| WORKING DATA |
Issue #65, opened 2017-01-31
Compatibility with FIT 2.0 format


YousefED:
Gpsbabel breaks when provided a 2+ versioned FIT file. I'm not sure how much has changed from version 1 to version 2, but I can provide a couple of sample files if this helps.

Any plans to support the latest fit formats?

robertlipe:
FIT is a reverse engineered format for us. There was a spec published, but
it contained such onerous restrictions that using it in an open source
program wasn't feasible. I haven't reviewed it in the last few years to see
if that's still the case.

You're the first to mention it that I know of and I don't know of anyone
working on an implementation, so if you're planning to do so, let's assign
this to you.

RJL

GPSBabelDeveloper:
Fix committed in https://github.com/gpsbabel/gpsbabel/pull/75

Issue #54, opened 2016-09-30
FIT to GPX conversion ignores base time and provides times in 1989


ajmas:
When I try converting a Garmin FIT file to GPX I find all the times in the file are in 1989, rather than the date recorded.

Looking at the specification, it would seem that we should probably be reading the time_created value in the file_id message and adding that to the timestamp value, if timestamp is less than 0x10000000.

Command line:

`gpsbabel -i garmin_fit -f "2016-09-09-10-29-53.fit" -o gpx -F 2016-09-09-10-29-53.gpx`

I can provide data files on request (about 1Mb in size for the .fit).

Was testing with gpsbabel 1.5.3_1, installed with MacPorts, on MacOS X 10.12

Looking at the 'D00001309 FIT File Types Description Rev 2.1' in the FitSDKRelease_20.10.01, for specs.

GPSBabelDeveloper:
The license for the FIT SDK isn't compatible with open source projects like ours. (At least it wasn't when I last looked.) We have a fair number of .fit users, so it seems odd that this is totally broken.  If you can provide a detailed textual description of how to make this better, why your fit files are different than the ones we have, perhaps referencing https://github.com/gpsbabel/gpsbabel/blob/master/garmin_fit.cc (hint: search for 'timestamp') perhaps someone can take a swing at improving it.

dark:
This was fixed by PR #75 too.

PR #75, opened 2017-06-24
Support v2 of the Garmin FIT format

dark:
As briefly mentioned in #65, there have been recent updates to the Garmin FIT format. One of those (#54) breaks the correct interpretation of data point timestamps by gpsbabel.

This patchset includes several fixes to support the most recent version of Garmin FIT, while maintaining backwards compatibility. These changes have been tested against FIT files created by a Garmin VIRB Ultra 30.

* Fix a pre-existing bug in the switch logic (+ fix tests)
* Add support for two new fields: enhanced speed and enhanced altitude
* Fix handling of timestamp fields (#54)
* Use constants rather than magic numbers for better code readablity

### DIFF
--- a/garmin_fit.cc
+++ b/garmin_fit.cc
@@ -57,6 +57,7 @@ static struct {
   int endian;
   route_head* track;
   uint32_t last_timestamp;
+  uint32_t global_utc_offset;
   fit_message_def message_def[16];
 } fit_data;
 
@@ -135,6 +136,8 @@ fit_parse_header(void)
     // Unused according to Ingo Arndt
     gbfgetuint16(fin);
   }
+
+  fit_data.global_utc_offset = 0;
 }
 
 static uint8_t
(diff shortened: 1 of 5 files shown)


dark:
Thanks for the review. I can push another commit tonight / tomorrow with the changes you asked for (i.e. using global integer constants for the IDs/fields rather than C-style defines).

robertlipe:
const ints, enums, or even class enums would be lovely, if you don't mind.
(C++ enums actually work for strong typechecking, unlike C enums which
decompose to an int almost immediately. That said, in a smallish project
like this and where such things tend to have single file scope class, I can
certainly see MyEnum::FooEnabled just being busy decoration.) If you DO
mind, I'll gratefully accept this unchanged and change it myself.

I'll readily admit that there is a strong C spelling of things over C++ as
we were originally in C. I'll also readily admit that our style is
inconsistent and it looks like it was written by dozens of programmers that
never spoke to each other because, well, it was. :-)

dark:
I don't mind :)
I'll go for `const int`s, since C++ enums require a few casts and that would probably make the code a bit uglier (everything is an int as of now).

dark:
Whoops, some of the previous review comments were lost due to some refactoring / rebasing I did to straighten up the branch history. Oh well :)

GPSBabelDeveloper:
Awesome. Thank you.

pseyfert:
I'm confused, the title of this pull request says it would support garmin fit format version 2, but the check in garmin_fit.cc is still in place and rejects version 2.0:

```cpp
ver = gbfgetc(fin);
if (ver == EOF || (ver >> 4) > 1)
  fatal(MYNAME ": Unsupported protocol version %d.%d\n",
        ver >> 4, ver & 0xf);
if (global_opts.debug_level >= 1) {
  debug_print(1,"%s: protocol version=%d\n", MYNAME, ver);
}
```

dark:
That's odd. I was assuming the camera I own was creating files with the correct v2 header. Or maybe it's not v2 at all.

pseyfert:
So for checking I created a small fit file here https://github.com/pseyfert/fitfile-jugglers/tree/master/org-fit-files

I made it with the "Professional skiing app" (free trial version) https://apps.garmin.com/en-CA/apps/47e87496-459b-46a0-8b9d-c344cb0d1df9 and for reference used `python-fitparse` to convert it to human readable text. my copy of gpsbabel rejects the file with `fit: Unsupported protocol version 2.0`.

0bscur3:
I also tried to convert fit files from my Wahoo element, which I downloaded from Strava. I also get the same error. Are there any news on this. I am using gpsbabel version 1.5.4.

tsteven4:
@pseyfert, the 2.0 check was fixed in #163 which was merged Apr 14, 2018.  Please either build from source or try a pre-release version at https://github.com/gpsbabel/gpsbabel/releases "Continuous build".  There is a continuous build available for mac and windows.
--
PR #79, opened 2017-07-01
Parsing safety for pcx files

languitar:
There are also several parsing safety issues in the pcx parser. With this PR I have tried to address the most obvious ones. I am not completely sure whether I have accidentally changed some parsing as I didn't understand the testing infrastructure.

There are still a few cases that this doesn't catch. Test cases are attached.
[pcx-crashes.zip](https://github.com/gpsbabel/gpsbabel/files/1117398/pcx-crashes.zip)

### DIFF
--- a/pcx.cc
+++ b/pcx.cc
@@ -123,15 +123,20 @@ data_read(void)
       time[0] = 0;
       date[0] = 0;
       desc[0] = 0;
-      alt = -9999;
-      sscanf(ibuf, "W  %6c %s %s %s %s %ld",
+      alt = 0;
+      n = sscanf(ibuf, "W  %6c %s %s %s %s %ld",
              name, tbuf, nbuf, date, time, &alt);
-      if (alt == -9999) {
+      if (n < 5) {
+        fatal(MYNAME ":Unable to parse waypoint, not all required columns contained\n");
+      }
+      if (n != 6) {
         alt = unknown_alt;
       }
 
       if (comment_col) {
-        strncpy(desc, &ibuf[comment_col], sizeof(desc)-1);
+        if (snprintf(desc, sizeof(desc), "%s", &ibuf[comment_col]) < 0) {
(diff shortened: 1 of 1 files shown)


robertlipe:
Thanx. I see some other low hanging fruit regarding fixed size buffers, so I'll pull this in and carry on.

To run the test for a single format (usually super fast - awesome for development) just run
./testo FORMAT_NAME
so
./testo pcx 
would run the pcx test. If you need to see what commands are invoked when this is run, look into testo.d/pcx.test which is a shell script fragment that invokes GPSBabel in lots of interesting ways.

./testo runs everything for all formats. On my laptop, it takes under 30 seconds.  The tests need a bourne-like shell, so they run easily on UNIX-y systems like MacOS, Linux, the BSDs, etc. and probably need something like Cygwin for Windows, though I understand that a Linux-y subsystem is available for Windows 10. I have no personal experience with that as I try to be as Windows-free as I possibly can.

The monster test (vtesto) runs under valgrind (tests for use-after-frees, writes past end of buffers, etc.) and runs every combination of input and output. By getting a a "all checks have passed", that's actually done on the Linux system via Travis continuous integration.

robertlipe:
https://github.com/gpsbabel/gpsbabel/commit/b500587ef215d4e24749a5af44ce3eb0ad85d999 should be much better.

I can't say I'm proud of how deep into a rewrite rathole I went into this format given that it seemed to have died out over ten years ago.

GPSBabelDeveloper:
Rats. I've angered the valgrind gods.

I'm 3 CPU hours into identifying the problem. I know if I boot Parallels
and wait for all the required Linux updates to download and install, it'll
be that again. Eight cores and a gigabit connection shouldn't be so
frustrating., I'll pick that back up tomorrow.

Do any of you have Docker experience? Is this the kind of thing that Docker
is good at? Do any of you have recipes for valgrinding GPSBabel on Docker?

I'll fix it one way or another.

| DIRECTIONS FOR THIS TASK |
Copy the entries above exactly, but only from the line holding "Issue #65, opened 2017-01-31" through the line holding "if that's still the case.", both included.

| SOLUTION TO THIS EXERCISE |
Issue #65, opened 2017-01-31
Compatibility with FIT 2.0 format


YousefED:
Gpsbabel breaks when provided a 2+ versioned FIT file. I'm not sure how much has changed from version 1 to version 2, but I can provide a couple of sample files if this helps.

Any plans to support the latest fit formats?

robertlipe:
FIT is a reverse engineered format for us. There was a spec published, but
it contained such onerous restrictions that using it in an open source
program wasn't feasible. I haven't reviewed it in the last few years to see
if that's still the case.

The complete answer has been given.